Plan large. Travelling sur le rayon de jour qui perce par la rainure des persiennes et éclaire doucement le désordre de la chambre, le seau à champagne, le cendrier renversé, les vêtements épars. Zoom sur le couple enlacé.

Il s’éveille le premier, la caresse d’un regard émerveillé. Doucement, sa main se pose sur la hanche dont la courbe lascive se devine sous le drap plissé.

Elle ouvre les yeux, lui sourit. Ils se dévorent des yeux, lentement leurs visages se rapprochent, leurs bouches se rejoignent et …

STOP, COUPEZ !

Non mais d’où est-ce que vous avez vu qu’après une soirée arrosée on n’avait pas une haleine de chacal au réveil ?

 

Smith resserre son pardessus, relève son col, et ayant revissé son chapeau sur sa tête, sort de l’immonde bouiboui dans un silence hostile, pour s’enfoncer, solitaire, dans la nuit humide de la petite banlieue sordide et froide. Il allume une cigarette (oui, c’est un vieux film), et s’approchant de la chaussée luisante de pluie, lève son bras d’un geste ample et nerveux. Un taxi vient se ranger à ses côtés. Il s’y engouf…..

STOP, COUPEZ !

Non mais vous avez déjà essayé de héler un taxi en pleine rue, et qui plus est en banlieue et sous la pluie ? ….

 

La nuit enveloppe le parc. Travelling avant : la Galerie des Glaces étincelle de mille feux. Sa Majesté, emperruquée et poudrée, s’avance lentement, saluant augustement de son auguste tête la foule des courtisans qui s’écarte et se courbe sur son passage. Plan serré sur les visages, sur les regards qui disent la jalousie et les intrigues.
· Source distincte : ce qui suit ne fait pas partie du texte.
PR #7171, opened 2023-01-25
refactor(type): discard redundant `ValueFromArray`

demensky:
TypeScript has an easy way to get the type of array's value. This method works even in [older versions](https://www.typescriptlang.org/play?ts=3.3.3#code/C4TwDgpgBAysBOBLAdgcwIL3gQxFAvFAM4IqoDaAugNwCwAUAwCYQDGANtvNAGYCuyVsEQB7ZFB4iRACmwAuWKTSYcIcsj4BbAEYR4lAJQKAbiMRM6jepJkBybV1sHLQA). As you can see from the `endWith` example, this method calculates the type more reliably, this allowed us to remove the `as` hack.


benlesh (changes requested):
Technically this is a breaking change. Anyone that was using this exported type would be effected. We need to at least mark it as such.

demensky:
Reverted back `ValueFromArray` and marked it as `@deprecated`.

LcsGa (approved):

Plan fixe : hautaine, la Maîtresse Royale entre à son tour, richement vêtue de dentelles, ornée de falbalas. Sa chevelure soyeuse est relevée en une coiffure gracieuse qui met en valeur son port de tête altier et la finesse de son teint translucide. Zoom arrière : devant le Roy qui s’avance, la belle Marquise (au décolleté prometteur, tant qu’à faire) se prosterne à son tour ….

STOP, COUPEZ !

Non, mais vous n’auriez pas un peu oublié qu’il était jugé dangereux, à cette époque, de se laver ? N’auriez-vous pas fait l’impasse sur les pommettes rouges sur fard blanc qui était le must à la Cour ? Hum ?

 

La météorite poursuit sa course folle. Elle s’avance inexorablement vers notre petite Terre, si fragile dans le 3D du vaste univers de synthèse. Plus rien ne pourra éviter l’apocalypse. Partout dans le monde, les hommes attendent leur fin inéluctable. Beaucoup se sont rassemblés en communion pour prier. Les plans séquences se succèdent. Émotion.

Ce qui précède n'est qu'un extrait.